Each line of the listing below that includes "changes" should be reported.
*** Opening of The records ***
PR #11477, opened 2022-07-11
Generate silencing of "unused module" warning in ppx_version

### LINKED ISSUE #11440: Generate silencing of "unused module" warning in ppx_version
`ppx_version` generates various modules, like `Latest` for example. In many cases, these modules are not referenced yet (and that's okay), which triggers the "unused module X" from the compiler.

Generally, the code globally silences this warning from a dune file to avoid these spurious warnings. It could be preferable to modify `ppx_version` to add a silencing attribute to the generated modules, so that this useful warning can still stay enabled elsewhere.

ebresafegaga:
This will close #11440 (and also help in closing #11049.)


Firobe:
Is it possible for you to PR this on `compatible` rather than `develop`? So we get it on both branches automatically.

ebresafegaga:
> Is it possible for you to PR this on `compatible` rather than `develop`? So we get it on both branches automatically.

You mean closing this one and opening another one on the `compatible` branch?

Firobe:
> You mean closing this one and opening another one on the `compatible` branch?

You can also change the branch you're trying to merge into with the "Edit" button on the top-right.

Firobe:
You'll also want to rebase/merge on `compatible` to avoid trying to merge the whole `develop` into `compatible` :grin:
Maybe the easiest here would be to start from a clean `compatible`, cherry-pick your commits on it and force-push the result.

psteckler:
Instead of turning the warning off and on, you could generate a dummy binding:
```
let _ : _ =
  (module Latest : Core_kernel.T)
```
That's what's done for the other generated code, like the `bin_io` functions. Might this be simpler?

ebresafegaga:
> 
> Yes, that works. I'd put the empty signature in a library, so it doesn't have to be generated each time, with a name like `Empty_signature`.

This library would have to be used everywhere `ppx_version` is used?  Is there a library that is known to be used everywhere that we can  put `Empty_signature` in?

psteckler:
> This library would have to be used everywhere `ppx_version` is used? 

Yes, so maybe it's not a great idea. `ppx_version` is used in every library, so it would be a burden to require another library.

ebresafegaga:
> 
> ```ocaml
> module type Dummy = sig end                                        
> let (_ : _) = (module Stable.Latest : Dummy)
> ```

So we should stick with this?

psteckler:
> So we should stick with this?

I think it's OK, I would use the name `Empty_signature` instead of `Dummy`.

src/lib/ppx_version/versioned_module.ml
```diff
@@ -1088,13 +1088,35 @@ let version_module ~loc ~version_option ~path:_ modname modbody =
       Option.map ~f:erase_stable_versions#structure_item type_stri
       |> Option.to_list
     in
+    let empty_signature = "Empty_signature" in
```
psteckler, line 1091: could you use metaquot to make this easier to read?

something like:
```
[%str module type Empty_signature = sig end
         let (_ : _) = (module Stable.Latest)
]
```

psteckler:
Try these changes, after merging `develop`:
```
diff --git a/src/lib/ppx_version/versioned_module.ml b/src/lib/ppx_version/versioned_module.ml
index 17c78bd2b..246cdad7d 100644
--- a/src/lib/ppx_version/versioned_module.ml
+++ b/src/lib/ppx_version/versioned_module.ml
@@ -1097,9 +1097,8 @@ let version_module ~loc ~path:_ ~version_option modname modbody =
     in
     let empty_binding =
       [%str
-        module type Empty_signature = sig end
-
-        let (_ : _) = (module Stable.Latest : Empty_signature)]
+        let (_ : _) =
+          (module Stable.Latest : Ppx_version_runtime.Util.Empty_signature)]
     in
     Str.include_ ~loc
       (Incl.mk ~loc
```
And add the file `src/lib/ppx_version/runtime/util.ml`:
```
(* util.ml *)

module type Empty_signature = sig end
```

ebresafegaga:
I should send out another PR with these changes once this one gets merged?

psteckler:
> I should send out another PR with these changes once this one gets merged?

I was suggesting merging the latest `develop` into this PR, and then making these changes. I tried that locally, I can push that, if you'd like.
*** Close of The records ***
## [Solution]
Try these changes, after merging `develop`:
I should send out another PR with these changes once this one gets merged?
> I should send out another PR with these changes once this one gets merged?
I was suggesting merging the latest `develop` into this PR, and then making these changes. I tried that locally, I can push that, if you'd like.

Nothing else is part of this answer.